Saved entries
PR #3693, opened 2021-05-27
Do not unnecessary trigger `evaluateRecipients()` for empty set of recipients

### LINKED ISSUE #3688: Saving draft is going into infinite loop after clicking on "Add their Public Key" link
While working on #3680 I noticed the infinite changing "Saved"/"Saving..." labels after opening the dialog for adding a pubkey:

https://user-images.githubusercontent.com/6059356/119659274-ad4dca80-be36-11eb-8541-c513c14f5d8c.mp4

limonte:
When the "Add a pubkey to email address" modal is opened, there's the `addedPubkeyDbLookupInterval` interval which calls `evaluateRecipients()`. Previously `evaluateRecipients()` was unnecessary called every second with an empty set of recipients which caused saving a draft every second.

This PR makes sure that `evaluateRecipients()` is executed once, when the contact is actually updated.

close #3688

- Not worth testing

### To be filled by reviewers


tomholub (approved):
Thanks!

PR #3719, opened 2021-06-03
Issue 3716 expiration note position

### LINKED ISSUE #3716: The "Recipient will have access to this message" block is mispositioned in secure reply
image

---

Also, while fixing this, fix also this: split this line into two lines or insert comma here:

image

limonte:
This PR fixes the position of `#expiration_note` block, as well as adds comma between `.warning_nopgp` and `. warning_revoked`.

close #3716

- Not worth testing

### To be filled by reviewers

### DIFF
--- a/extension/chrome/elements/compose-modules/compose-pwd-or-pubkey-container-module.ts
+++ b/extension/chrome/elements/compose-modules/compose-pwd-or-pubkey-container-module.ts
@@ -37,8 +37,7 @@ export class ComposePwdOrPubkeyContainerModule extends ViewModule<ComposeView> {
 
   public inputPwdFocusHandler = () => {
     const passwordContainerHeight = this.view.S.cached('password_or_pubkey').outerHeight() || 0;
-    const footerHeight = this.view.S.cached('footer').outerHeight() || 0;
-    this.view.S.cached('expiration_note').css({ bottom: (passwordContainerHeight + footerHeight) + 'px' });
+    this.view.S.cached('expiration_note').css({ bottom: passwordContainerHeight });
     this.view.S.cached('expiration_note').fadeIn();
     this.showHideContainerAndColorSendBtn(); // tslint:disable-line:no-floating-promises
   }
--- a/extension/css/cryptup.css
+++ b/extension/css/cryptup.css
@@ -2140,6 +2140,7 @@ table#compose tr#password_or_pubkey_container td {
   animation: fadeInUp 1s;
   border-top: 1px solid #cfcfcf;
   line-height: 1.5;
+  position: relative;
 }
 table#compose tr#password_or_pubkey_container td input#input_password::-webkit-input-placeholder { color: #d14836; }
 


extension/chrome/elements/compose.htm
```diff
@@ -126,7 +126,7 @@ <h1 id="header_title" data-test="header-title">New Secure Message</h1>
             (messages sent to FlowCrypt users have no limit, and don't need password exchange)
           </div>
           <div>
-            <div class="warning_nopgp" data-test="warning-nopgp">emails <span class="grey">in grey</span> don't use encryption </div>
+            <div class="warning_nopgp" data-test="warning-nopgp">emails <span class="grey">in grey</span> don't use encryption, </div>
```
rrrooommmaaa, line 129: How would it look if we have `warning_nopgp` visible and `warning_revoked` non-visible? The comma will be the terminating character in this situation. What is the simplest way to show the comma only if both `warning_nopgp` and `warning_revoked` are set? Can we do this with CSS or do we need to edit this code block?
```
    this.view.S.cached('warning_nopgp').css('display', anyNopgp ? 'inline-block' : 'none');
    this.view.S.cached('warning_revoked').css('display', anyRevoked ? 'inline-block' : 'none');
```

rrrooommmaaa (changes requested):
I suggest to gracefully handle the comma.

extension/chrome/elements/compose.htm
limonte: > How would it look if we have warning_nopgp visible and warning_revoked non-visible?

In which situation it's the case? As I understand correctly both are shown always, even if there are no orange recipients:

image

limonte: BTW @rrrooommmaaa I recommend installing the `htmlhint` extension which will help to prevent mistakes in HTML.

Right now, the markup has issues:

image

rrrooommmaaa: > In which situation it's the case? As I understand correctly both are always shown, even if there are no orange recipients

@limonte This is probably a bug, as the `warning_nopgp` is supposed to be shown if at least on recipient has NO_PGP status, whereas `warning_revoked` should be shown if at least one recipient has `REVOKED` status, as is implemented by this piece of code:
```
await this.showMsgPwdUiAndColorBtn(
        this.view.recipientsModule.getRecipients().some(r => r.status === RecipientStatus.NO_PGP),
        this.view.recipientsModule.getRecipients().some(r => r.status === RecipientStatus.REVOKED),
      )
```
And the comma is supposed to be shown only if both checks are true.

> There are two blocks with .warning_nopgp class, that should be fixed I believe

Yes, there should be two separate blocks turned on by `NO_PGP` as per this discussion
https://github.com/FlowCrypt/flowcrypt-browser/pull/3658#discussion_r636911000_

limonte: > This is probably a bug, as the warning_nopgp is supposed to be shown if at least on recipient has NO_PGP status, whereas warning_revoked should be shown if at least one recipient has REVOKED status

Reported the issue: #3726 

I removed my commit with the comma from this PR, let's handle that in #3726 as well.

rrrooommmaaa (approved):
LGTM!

*Exercise brief*.
Set the entries down again exactly, beginning with their first line and ending with the line that contains "### LINKED ISSUE #3688: Saving"; omit all other lines.

*Task answer*.
PR #3693, opened 2021-05-27
Do not unnecessary trigger `evaluateRecipients()` for empty set of recipients

### LINKED ISSUE #3688: Saving draft is going into infinite loop after clicking on "Add their Public Key" link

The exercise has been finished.